A vocal performance may be found at [add "www"] "andorraantiga.com" (at "/himne1.mp3," starting at 1:43, after the instrumental version is complete). I would appreciate any comments about which variant is used in this performance.


----------



## Samaruc

I've heard the anthem and they say "me" and "dos" instead of "em" and "dues". The letter is exactly the one you can find in the web you've referred to.

Fabra's standardization became official in Catalonia in 1913, when the Institut d'Estudis Catalans promulgated its orthographic norms (in Valencia, for instance, these norms were officially adopted in 1932, almost 20 years later). So, if the Andorran anthem was adopted in 1914, Fabra's norms were still too recent and the anthem was probably written before these new norms became official.

Salut!


----------



## XIKA

*me* is only used after the verb (in infinitif): deslliurar-*me *(with *-*!!*!)*
before the verb is possible only EM deslliurà (without -). 

*dos* + male (dos ous = two eggs)
*dues* + female (dues nacions =two nations)


----------



## News

I've heard the mp3 file you mentioned, and they sing with the "occidental" speaking of Catalan. In Andorra, just like in Lleida (where I lived during my childhood) the speaking of catalan is a little bit different from eastern ("oriental") speaking.

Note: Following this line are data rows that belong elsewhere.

PR #2297, opened 2021-01-08
Update Rusqlite (0.16 -> 0.24)

lgalabru:
This PR is addressing https://github.com/blockstack/stacks-blockchain/issues/1274.
We're looking at 3 different refactoring:
- `row::get_unwrap` is the new `row::get`
- `query_row` now returning a `Result<T, rusqlite::Error>`
- `rows::next` now returning a `Result<Option<T>>` (previously returning `Option<Result<T>>`)


src/chainstate/stacks/db/blocks.rs
```diff
@@ -914,16 +914,10 @@ impl StacksChainState {
...
-                Ok(row) => {
-                    let next_blob: Vec<u8> = row.get(0);
-                    blobs.push(next_blob);
-                }
-                Err(e) => {
-                    return Err(Error::DBError(db_error::SqliteError(e)));
-                }
-            };
+
+        while let Some(row) = rows.next().map_err(|e| db_error::SqliteError(e))? {
```
zone117x, line 918: Error handling in a rust destructuring loop 🥇

src/clarity.rs
```diff
@@ -203,21 +195,16 @@ fn get_cli_block_height(conn: &Connection, block_id: &StacksBlockId) -> Option<u
...
-                );
-                row_opt = Some(rowid);
-                break;
-            }
-            Err(e) => {
-                panic!("FATAL: could not read block hash: {:?}", e);
-            }
-        }
+
+    while let Some(row) = rows.next().expect("FATAL: could not read block hash") {
```
zone117x, line 199: The sqlite error message is no longer included, were they helpful?
`panic!("FATAL: could not read block hash: {:?}", e);`

zone117x (approved):
LGTM!

src/chainstate/stacks/db/blocks.rs
lgalabru: yeah chaining the `map_err` is not ideal. I've been trying a few loop patterns, this one was the most readable one I could come up with - open to something else.

jcnelson:
We'll want all the unit and integration tests to pass at least locally before merging, but otherwise this looks good to me.

src/chainstate/stacks/db/blocks.rs
zone117x: I think for anyone familiar with the destructuring and `?` syntax it is readable enough

lgalabru:
> We'll want all the unit and integration tests to pass at least locally before merging, but otherwise this looks good to me.

Tests are passing after a re-run!

jcnelson (approved):

PR #2301, opened 2021-01-08
Update default read-only limits for network calls

kantai:
The latest Xenon reset (2.0.0-rc1) increased the initial costs of Clarity functions (and increased the block limit), but did not increase the default runtime limit for read-only calls over the API interface. This PR does that.


zone117x (approved):
Fixes defaults for https://github.com/blockstack/stacks-blockchain/issues/2300

lgalabru (approved):

PR #2302, opened 2021-01-09
Fix version info in distributables

CharlieC3:
Fixes the version info in distributables:

```
./stacks-node version
stacks-node 92d9860 (binary-version-fix:92d9860+, release build, macos [x86_64])
```

Closes https://github.com/blockstack/stacks-blockchain/issues/2299

## Type of Change
- [ ] New feature
- [X] Bug fix
- [ ] Other

No

No

## Testing information
[All distros can be downloaded and tested here](https://github.com/blockstack/stacks-blockchain/actions/runs/473111235)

Although is not exactly correct (after Fabra's normalisation) in Lleida we say for example "me fa vergonya..." or "me donaràs aquestes pomes?" in familiar registers. We also say "dos" before female subjects, for example "tinc dos filles". 

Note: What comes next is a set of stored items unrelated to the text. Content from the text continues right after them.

PR #2305, opened 2021-01-09
fix: Stacks 1.0 transaction halting condition

zone117x:
Reject transactions after the export block height instead of the name threshold block.


blockstack/lib/nameset/virtualchain_hooks.py
```diff
@@ -207,7 +207,7 @@ def db_parse( block_id, txid, vtxindex, op, data, senders, inputs, outputs, fee,
         
    # check if the v2 upgrade threshold block has already been reached.
```
diwakergupta, line 208: Can you update this comment and the log message below as well to avoid confusion? Otherwise LGTM.

diwakergupta:
LGTM

PR #2306, opened 2021-01-09
Feature: allow "missed" prepare commits

kantai:
This is a consensus breaking change that allows "missed" prepare commits to be parsed, so that they can later be counted by the sortition db as "missed block commits". This will not make those commitments valid, but rather allows them to be included in a miner's chain of commitments.

### DIFF
--- a/src/chainstate/burn/operations/leader_block_commit.rs
+++ b/src/chainstate/burn/operations/leader_block_commit.rs
@@ -297,8 +297,11 @@ impl LeaderBlockCommitOp {
             return Err(op_error::ParseError);
         }
 
+        let intended_burn_height =
+            LeaderBlockCommitOp::calculate_intended_height(data.burn_parent_modulus, block_height)?;
+
         // check if we've reached PoX disable
-        let (commit_outs, sunset_burn, burn_fee) = if block_height
+        let (commit_outs, sunset_burn, burn_fee) = if intended_burn_height
             >= burnchain.pox_constants.sunset_end
         {
             // should be only one burn output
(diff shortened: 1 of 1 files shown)


src/chainstate/burn/operations/leader_block_commit.rs
```diff
@@ -645,6 +648,31 @@ impl LeaderBlockCommitOp {
         self.check_single_burn_output()
     }
 
+    fn calculate_intended_height(
+        parent_modulus: u8,
+        actual_block_height: u64,
+    ) -> Result<u64, op_error> {
+        let intended_modulus = (parent_modulus as u64 + 1) % BURN_BLOCK_MINED_AT_MODULUS;
+        let actual_modulus = actual_block_height % BURN_BLOCK_MINED_AT_MODULUS;
+        if actual_modulus != intended_modulus {
```
jcnelson, line 657: What happens if the block-commit is late by exactly `BURN_BLOCK_MINED_AT_MODULUS - 1` blocks, and `actual_block_height` is evenly divisible by `BURN_BLOCK_MINED_AT_MODULUS`?  This should never happen because the window size is smaller than `BURN_BLOCK_MINED_AT_MODULUS`, right?

kantai: In this case, this check would fail to detect that this was a "missed" block commit, and instead it would try to process it as if it were a block commit in the current sortition (which would fail the block commit check if the commit outputs were invalid, and otherwise may be selected but could not produce a valid block).

This is possible, _but_ it's okay to "penalize" the miner in this case, because the window size has already passed -- trying to link commits that old won't improve the miner's score in the window.

kantai:
I'm closing this -- on mainnet, a block that this would affect only occurs once every reward cycle (2000 blocks) and so the impact of this change is probably not worth the risk of introducing a new consensus-breaking change at this point. If this turns out to be a problem, the network can reassess in a later fork.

Never used in written or formal documents, although.


----------



## XIKA

News said:


> I've heard the mp3 file you mentioned, and they sing with the "occidental" speaking of Catalan. In Andorra, just like in Lleida (where I lived during my childhood) the speaking of catalan is a little bit different from eastern ("oriental") speaking.
> 
> Although is not exactly correct (after Fabra's normalisation) in Lleida we say for example "me fa vergonya..." or "me donaràs aquestes pomes?" in familiar registers. We also say "dos" before female subjects, for example "tinc dos filles".
> 
> Never used in written or formal documents, although.


 


All that you say is true if you want to speak catalan, but I think it's not correct if you want to write it. 
There is a standard Catalan, written, with his correct norms, and there are so many dialectal catalan, spoked, with them "oral" norms: a person from Lleida, for example, speaks different than me (central Catalonia), and a person from Illes Balears speaks different than a person from Girona. But all the Catalan's speakers would have to write the same Catalan, using the same linguistical norms.  
I'm sorry for my english, I know is really bad.


----------



## Beobachter

XIKA said:


> But all the Catalan's speakers would have to write the same Catalan, using the same linguistical norms.


 
I understand what you are saying, but the strange thing is that there are at least two official Andorran websites that use the "me" and "dos" version of the lyrics,

....here, at the website of the Consell General Principat d'Andorra : http://www.consellgeneral.ad/micg/w...AC6B3C1256B5A003497CA?Opendocument&idioma=cat

....and here, at the website of "L'Ambassade d'Andorre auprès du Benelux, du Danemark et de la Slovenie": http://www.andorra.be/fr/2.6.htm#2


----------



## XIKA

Yes, but we'd have to remark that Marfany's lyric is dated from 1921. Catalan is not a dead language, and the ortografic NORMS are so flexible like their speakers. But it's true I'm not sure if Andorran have the same linguistical norms. In catalan standard, _dos_ is not correct before the feminal nouns (is considerated a _castellanisme_, a word with the spanish influence).(sorry, I am only allowed to post URLs to other sites after I have made 30 posts or more):
web Institut d'Estudis Catalans
web Lingüístic de la Universitat Oberta de Catalunya


----------



## betulina

As far as I know, _dos_ is "invariable" in some dialects, so they say "dos" both in masculine and feminine, and it is correct for them. They haven't got "dues". It is not correct for those dialects which do have "dues". We can see it in the dictionary: dos -in the first line it says "dial. inv." -which means "dialectal, invariable". It is accepted in standard Catalan, as it is compiled of all its dialects and no form prevails over the others.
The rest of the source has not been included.